Give back an exact copy of the lines below, from the first through the line with "While this ticket"; please stop there.

(Stored data entries)
::::::

PR #537, opened 2024-06-25
IGVF-1647 Scrollable report-view column-selection modal

forresttanaka:
While this ticket ostensibly has to do with working around a Safari bug, I decided to take this chance to improve the UI so that very tall column-selection modals (like you’d get with `/multireport/?type=Item`) don’t become awkwardly tall. I have defined a maximum and minimum height for the modal that adjusts itself to the height of the browser window.

I renamed the existing scroll-indicator.js used on the report-view table to grid-scroll-indicators.js to distinguish it from the new vertical-scroll-indicator.js meant for any scrollable area to indicate that the area is in fact scrollable. I might update grid-scroll-indicators.js in the future to share more with scroll-indicator.js, but that will be for another day.

### DIFF
--- a/tailwind.config.js
+++ b/tailwind.config.js
@@ -6,6 +6,16 @@ module.exports = {
       center: true,
     },
     extend: {
+      animation: {
+        "scroll-fade": "scrollFade 3s linear",
+      },
+      // that is actual animation
+      keyframes: () => ({
+        scrollFade: {
+          "0%": { opacity: 1 },
+          "100%": { opacity: 0 },
+        },
+      }),
       aspectRatio: {
         hd: "16 / 9",
         cinema: "21 / 9",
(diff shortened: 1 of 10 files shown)


forresttanaka:
To be clear, I’m aiming this ticket for next week’s release, not today’s.

tailwind.config.js
```diff
@@ -250,6 +260,9 @@ module.exports = {
         "min-2": "repeat(2, minmax(0, min-content))",
         "data-item": "fit-content(200px) 1fr",
       },
+      maxHeight: {
+        "column-select-modal": "calc(100vh - 300px)",
```
mingjiecn, line 264: very cool!

mingjiecn (approved):

tailwind.config.js
forresttanaka: Yeah!

PR #568, opened 2022-07-01
Add setting to toggle sound effects

boatbomber:
Title says it all, really. Adds a `playSounds` setting and makes the sound player object ingest & respect settings.
image


plugin/src/soundPlayer.lua
```diff
@@ -0,0 +1,39 @@
...
+	return setmetatable({}, SoundPlayer)
+end
+
+function SoundPlayer.withSettings(settings)
+	return setmetatable({
+		settings = settings,
+	}, SoundPlayer)
+end
+
+function SoundPlayer:Play(soundId)
```
LPGhatguy, line 25: We should be consistent about our casing, Rojo is generally `camelCase`.

plugin/src/soundPlayer.lua
```diff
@@ -0,0 +1,39 @@
...
+))
+widget.Name = "Rojo_soundPlayer"
+widget.Title = "Rojo Sound Player"
+
+local SoundPlayer = {}
+SoundPlayer.__index = SoundPlayer
+
+function SoundPlayer.new(settngs)
+	return setmetatable({}, SoundPlayer)
+end
```
LPGhatguy, line 17: This constructor is never used, so we can save a bit of complexity by removing this, and then assuming that we'll always have settings.

LPGhatguy (changes requested):
Thanks for the quick PR! Couple pieces of feedback, then LGTM.

LPGhatguy (approved):

Issue #418, opened 2021-04-27
Rojo Plugin should offer real-time status about sync details


BetterThanReal:
It's not terribly uncommon for developers to assume that Rojo is running, connected, and working properly, even when it's not.  A great example is when resuming Roblox Studio usage after the computer has been asleep for awhile - Rojo sometimes silently fails to sync, and the user continues to develop as though their latest changes are being synced to Studio.

I personally have lost a cumulative total of at least one hour troubleshooting my code with the assumption that Rojo was syncing properly, when it wasn't.

An easy way to help Rojo be more communicative about the state of the plugin is if the plugin reports, in real-time, the status of the latest file sync that resulted in changed files.

Suggested plugin status would read something like "5 files changed 32 seconds ago", where "32 seconds" would be a counter that updates once per second until at least one minute has passed, at which point the text would change to "5 files changed 1 minute ago", and again changing when the hour and day thresholds have been exceeded.

OverHash:
I think updating once per second would be a bit excessive and distracting. Maybe something like "A few seconds ago..." for <1m, and then you can increment once per minute after that? (Or maybe even less than once per minute).

Alternatively, maybe you could bind to window changes and refresh then? Not sure if that's possible with API exposed to plugins.

BetterThanReal:
> I think updating once per second would be a bit excessive and distracting.

The goal of updating once per second (during the first minute only) is to prevent circumstances where the developer makes a change, comes back to Studio to test, makes a change, comes back to Studio to test, and effectively wastes a minute of their time because Rojo is not syncing.

When I'm troubleshooting, sometimes it's not uncommon for me to make and test five changes per minute.  While I agree that wasting a whole minute is trivial compared to wasting an hour, it's still something I'd like to avoid.

FWIW, the Roblox Studio Diagnostics Bar shows updates 4 or 5 times per second, and that doesn't distract me at all.

PR #569, opened 2022-07-03
Real-time status about sync details

boatbomber:
Resolves https://github.com/rojo-rbx/rojo/issues/418.

image

Features:
- Human-readable timestamp text (just now, 3 seconds ago, 1 minute ago, 2 minute**s** ago)
- How many changes were applied by the latest patch
- Timestamp text live updates (and slows the update freq as it gets older)
- Combines patches that are within a second of each other, to more readably handle burst changes


OverHash:
Do users need to know how many changes have occurred in a given time period? I feel like just displaying "last synced just now" or "last synced 5 minutes ago" is enough.

boatbomber:
> Do users need to know how many changes have occurred in a given time period? I feel like just displaying "last synced just now" or "last synced 5 minutes ago" is enough.

@OverHash  The #418 issue specifically asked to know a count, and no one disagreed. That said, I do think that a simple last since readout would solve the most common use case put forth in the issue- it informs you that the plugin is still working. However, it's possible that there could be cases where it's only syncing partially, which wouldn't be exposed by just a timestamp.

plugin/src/App/init.lua
```diff
@@ -123,9 +124,15 @@ function App:startSession()
 		end
 
 		if count == 0 then return end
+
+		local old = self.patchInfo:getValue()
+		if now - old.timestamp < 2 then
+            count += old.updates
```
Kampfkarren, line 130: Weird indentation

boatbomber: Wrote it on mobile, sorry! I'll fix it when I get home later tonight.

Logic-Mastermind (approved):
I see nothing that could be improved on in terms of code, I think this should be merged as soon as possible.

plugin/src/App/StatusPages/Connected.lua
```diff
@@ -13,6 +13,26 @@ local BorderedContainer = require(Plugin.App.Components.BorderedContainer)
 
 local e = Roact.createElement
 
+local AGE_UNITS = { {31556909, "year"}, {2629743, "month"}, {604800, "week"}, {86400, "day"}, {3600, "hour"}, {60, "minute"}, }
```
LPGhatguy, line 16: "last synced one year ago" would be a pretty funny message to happen in practice

LPGhatguy (approved):
Very clean, thank you!

Issue #138, opened 2019-03-26
[Request] Option to let the Studio plugin display updates in console


Validark:
It would be nice to have a feature built-in to the plugin whereby a developer could see in the Roblox console how Rojo is updating files. I am on `Rojo 0.5.0-alpha.6`

LPGhatguy:
It should be pretty straightforward to expand/curate the log output to be more useful for users of Rojo. It'd also be great to have documentation for how to _get_ at that log output!

For the time being, to get the maximum amount of debug information, you can:

1. Run the Rojo server with `RUST_LOG=librojo=trace rojo serve`, which will dump tons of diagnostics to the terminal
2. Run `_G.ROJO_DEV_CREATE()` in your Studio command bar, which will create a Rojo developer settings object in your game. By default, it will tell the plugin to be as verbose as possible.

LPGhatguy:
Starting in Rojo 6, we've increased the verbosity of logging when `_G.ROJO_DEV_CREATE()` is called. From here, it's just a matter of documenting this feature. We should also expose this in the plugin settings,.

PR #572, opened 2022-07-06
Migrate DevSettings to PluginSettings for much better config flow

boatbomber:
Resolves https://github.com/rojo-rbx/rojo/issues/138.

The current method of setting config/debug settings (value instances through _G injection) is really clunky and 3 years old. We have a nicer setting interface now, so let's use it! Migrating DevSettings to PluginSettings for an improved UX.

dropdown

To Do:
- [x] Add config settings to plugin settings
- [x] Create dropdown component
    - [x] Basic dropdown functionality
    - [x] Animations when opening/closing
    - [x] Clear contrast and border on option container
    - [x] Static size to avoid jarring relayout
    - [x] Readable padding
- [x] Settings UI Refactor
    - [x] Decouple settings UI from checkboxes, allow for dropdowns
    - [x] Add reset to default option to settings UI
- [x] Add setting UI for new configs
- [x] Make the plugin actually respect the new settings
    - [x] Use logLevel
    - [x] Use typecheckingEnabled
    - [x] Redo the above using the settings method from #576
- [x] Update the test runners to use the new Settings
    - [x] Improve failing test output
    - [x] Fix failing test


plugin/src/App/StatusPages/Settings/Setting.lua
```diff
@@ -53,22 +56,48 @@ function Setting:render()
...
-				position = UDim2.new(1, 0, 0.5, 0),
-				anchorPoint = Vector2.new(1, 0.5),
-				onClick = function()
-					local currentValue = Settings:get(self.props.id)
-					Settings:set(self.props.id, not currentValue)
-				end,
-			}),
+				visible = self.props.showReset,
+
+				position = UDim2.new(1, -32 - (self.props.options ~= nil and 120 or 40), 0.5, 0),
```
Boegie19, line 96: 120 is a lot of padding between the text and the options I think 80 is better since then you have the minimum padding needed.
since if we where to try and fix #592 then the padding would become an issue

boatbomber: Padding is there to support the reset button and its hover circle.
image

Boegie19: 2 Question 
why is the hover circle needed would it not be better to auto update the log level on change of the options?

the other one is you could probebly remove a little bit of padding still we could also do that once we fix the size issues later

boatbomber: I think you misunderstand the point of that button. Of course we auto update the log level when you pick an option. When you have a non-default option selected, this button appears and clicking it resets the setting back to default for you.

LPGhatguy (approved):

::::::

=== EXERCISE OUTPUT ===
PR #537, opened 2024-06-25
IGVF-1647 Scrollable report-view column-selection modal

forresttanaka:
While this ticket ostensibly has to do with working around a Safari bug, I decided to take this chance to improve the UI so that very tall column-selection modals (like you’d get with `/multireport/?type=Item`) don’t become awkwardly tall. I have defined a maximum and minimum height for the modal that adjusts itself to the height of the browser window.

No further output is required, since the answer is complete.